The Tyler County Museum pays tribute through memorials to those who have lived and worked in this small rural county. Perhaps its most notable native son is former two-time Governor Cecil H. Underwood.
It was in Tyler County High School, growing up as a young teenager, where Underwood once listened to history and English lectures. He has been a generous benefactor to his alma mater.
"He's given us old photographs of his family farm at Josephs Mills," said Moore. "They show his humble beginnings; his mother with her large flower gardens that she always enjoyed."
Included in the Underwood room is the dress that the former governor's mother, Mrs. Della Underwood, wore at her son's first inauguration in 1957. A glass cabinet displays the toys the governor played with on the family farm that he still owns.

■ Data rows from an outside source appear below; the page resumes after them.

PR #1095, opened 2025-11-27
chore(deps): bump angular dependency

chintankavathia:
See https://github.com/angular/angular/security/advisories/GHSA-58c5-g7wp-6w37


spike-rabbit:
I don't think we need to put an effort here, as this does not effect us. We are not using the XSRF protection by angular in any demo. https://angular.dev/best-practices/security#httpclient-xsrf-csrf-security

chintankavathia:
Closing it as its no longer needed

PR #1105, opened 2025-12-01
docs(tooltips): update ux guidelines

panch1739:
This PR updates the tooltip docs based on the latest Element decisions.

@kfenner This should only be merged when we implement the tooltips coherently in our components. Im unsure if we plan to do it for V49...change it if is not the case (L)

---

- [ x] I confirm that this MR follows the [contribution guidelines](https://github.com/siemens/element/blob/main/CONTRIBUTING.md).


dauriamarco (commented):
Thanks @panch1739 for the update and for the research you did on the topic 🚀

Replying to @kfenner as well:
I’m currently updating my old tooltip PR #778, also as a follow-up to the discussion with Maxi [here](https://github.com/siemens/element/pull/778#issuecomment-3355380529) which should be directly related to this topic.

That PR will very likely be breaking, since the input triggers will be completely removed in order to make the tooltip compliant with the new guidelines.

I’ll keep you posted once the update is ready 👍

---

UPDATE: I've opened a new pull request to address the alignment: #1245

docs/components/status-notifications/tooltip.md
```diff
@@ -19,12 +28,14 @@ Since tooltips are temporary and generally not accessible on touch devices,
...
-- Use sparingly. Avoid overloading the interface with too many tooltips.
-- Use tooltips only on interactive, **keyboard-focusable** elements to ensure accessibility.
+- Do not include interactive elements.
+- Use sparingly to reduce visual noise.
+- Apply tooltips only to interactive, keyboard-focusable elements.
+- Never add tooltips in disabled elements.
 - When implementing tooltips on touch devices, ensure they appear on tap and that this interaction
   does not conflict with other functionalities.
+- Always use the tooltip component, not the browser’s native tooltip.
+- Use a 500 ms show delay and dismiss on pointer leave or focus loss.
```
spike-rabbit:
```suggestion
- Use a 500ms show delay and dismiss on pointer leave or focus loss.
```

Maybe I saw too much code in my life, but I would write it that way

PR #1123, opened 2025-12-02
fix(summary-chip): make value attribute optional

ljanner:
The value attribute is intended to be optional by design, allowing the chip to be used with just a label when no value is needed.

---

## Summary by CodeRabbit

* **New Features**
  * Summary chip value is now optional — chips can render with label and/or icon only.

* **Bug Fixes**
  * Label visibility refined so labels hide/show correctly when both icon and value presence change.

* **Documentation**
  * Clarified guidance: labels are hidden only when both icon and value are present.

* **Tests**
  * Updated snapshots to use explicit checkbox labels and adjusted component tests for label-only chips.

* **Examples**
  * Example pages updated to include chips without values and additional label-only chips.


projects/element-ng/summary-chip/si-summary-chip.component.html
```diff
@@ -18,8 +18,11 @@
       }
     </span>
   }
-  <div class="si-body" [class.visually-hidden]="hideLabel()">
+  @let value = this.value();
+  <div class="si-body" [class.visually-hidden]="hideLabel() && value && actualIcon.icon">
```
ljanner: The conditions with the `&& value && actualIcon.icon` is not really required but makes the component safer to accidental misuse, because purely from API a summary-chip with just a label and the `hideLabel` could be constructed which does not make sense. 

This also aligns with the variants: https://element.siemens.io/components/status-notifications/summary-chip/#variants

spike-rabbit (approved):
👍

PR #1139, opened 2025-12-03
refactor(modal): remove deprecations

akashsonune:
BREAKING CHANGE: Removed property `ModalOptions.initialState`. Use `ModalOptions.inputValues` instead.

---

## Removed ModalOptions.initialState deprecation

Removed the deprecated `initialState` property from `ModalOptions` and migrated all usages to `inputValues`.

Changes:
- Deleted `initialState?: Partial<T>` and its deprecation comment from `ModalOptions`.
- Removed `Object.assign`-based application of `initialState` to component instances.
- Removed spreading of `initialState` for TemplateRef modal content; only `inputValues` is used.
- Updated tests and example to use `inputValues` instead of `initialState`.
- Removed test component member `normalProp` and the test scenario that exercised `initialState`.

Notes:
- BREAKING CHANGE: Code using `ModalOptions.initialState` must migrate to `ModalOptions.inputValues`. Unlike `initialState` (which used Object.assign and could set arbitrary properties), `inputValues` only binds to component inputs — behavior differs and may require changes in callers.
- PR description still requests more detail and the contribution checklist line remains unchecked.

### DIFF
--- a/projects/element-ng/modal/si-modal.service.ts
+++ b/projects/element-ng/modal/si-modal.service.ts
@@ -34,12 +34,6 @@ export interface ModalDependencyInjectionOptions {
 
 export interface ModalOptions<T = Record<string, any>> extends ModalDependencyInjectionOptions {
   /**
-   * Assign all values to the target component using `Object.assign(component, initialState)`.
-   *
-   * @deprecated Use {@link inputValues} instead.
-   */
-  initialState?: Partial<T>;
-  /**
    * Use this to assign values to either `@Input()` or `input()` fields of the provided component.
    * If a template is used, the values are available in the template context.
    */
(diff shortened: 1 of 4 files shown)


projects/element-ng/modal/si-modal.service.ts
```diff
@@ -159,7 +152,7 @@ export class SiModalService {
       environmentInjector: modalRef.data.environmentInjector ?? this.environmentInjector,
       elementInjector: injector
     });
-    Object.assign(modalRef.componentRef.instance as any, modalRef.data?.initialState);
+    Object.assign(modalRef.componentRef.instance as any, modalRef.data?.inputValues);
```
dr-itz: and this one needs to go as we use `setInput` on those below. A component's input should not be assignable when using signal inputs, i.e. should be marked `readonly`. When missed, this could possibly cause unwanted side-effects.

TL;DR: drop this line


```suggestion
```

dr-itz (changes requested):

projects/element-ng/modal/si-modal.service.ts
akashsonune: 👍

dr-itz (approved):

akashsonune:
> @akashsonune please be a little more descriptive in the commit message. Maybe the deprecation has some more details. But beside the renaming, the main difference is, that inputValues is only binding to inputs.

Agree, I updated the BR change note. can you check if it is fine

PR #1167, opened 2025-12-09
refactor(dashboards-ng): remove `initCompleted` output event

chintankavathia:
`initCompleted` has no functional use but it was used just for handling tests. adjusted tests with immediate promise resolver so we don't have to rely on explicit `initCompleted` event subscriptions.

## Refactor: Remove `initCompleted` output event

Removes the unused `initCompleted` output event from `SiWidgetHostComponent` that served no functional purpose and was only used for testing. Tests have been refactored to eliminate their dependency on this event by using Jasmine clock ticks, `fixture.whenStable()`, and Promise-based control flow instead of event subscriptions.

**Changes:**
- Removed `initCompleted` output declaration and its two emission sites from `SiWidgetHostComponent`
- Refactored widget host tests to use Jasmine clock installation/ticking, `fixture.whenStable()`, and explicit change detection instead of subscribing to initialization events
- Refactored grid tests to use async/await patterns with `fixture.whenStable()` for better control flow
- Updated test widget module loader to use `Promise.resolve()` for synchronous immediate resolution instead of dynamic imports

### DIFF
--- a/projects/dashboards-ng/src/components/grid/si-grid.component.spec.ts
+++ b/projects/dashboards-ng/src/components/grid/si-grid.component.spec.ts
@@ -219,7 +219,7 @@ describe('SiGridComponent', () => {
       fixture.componentRef.setInput('widgetCatalog', [TEST_WIDGET]);
       fixture.detectChanges();
       await fixture.whenStable();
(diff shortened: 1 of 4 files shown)


spike-rabbit (approved):
👍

Political posters line the walls, one proclaiming "Another Democrat for Underwood," perhaps the secret to the Republican's victory in a heavily Democratic state.
The museum boasts a genealogy room, equipped with on-line computers, that is one of its most popular attractions.
There also is an old general store, complete with glass medicine bottles, food tins, and sewing notions. There is a barber shop, post office, and an original bank teller's window and office.
Visitors can view the "Wall of China," lined with dozens of patterns from the old Paden City Pottery. There is a primitive room that displays kitchen utensils and appliances from the early 1900s, an undertakers' room with unique woven baskets used to transport deceased persons, and reconstructed offices of Dr. James A. Baker, who had a general family practice in Middlebourne, Dr. K. Cochran, a Sistersville dentist, and Dr. Phillip Webb, a former Sistersville optometrist.
On the front lawn, museum-goers can tour the Williamson family log cabin, originally built in the 1700s, or the Ross Run schoolhouse, which Underwood attended when he was in the seventh and eighth grades. He earned extra money working as the school's custodian each morning before classes started, tending to the potbellied stove that remains today in the center of the one-room school.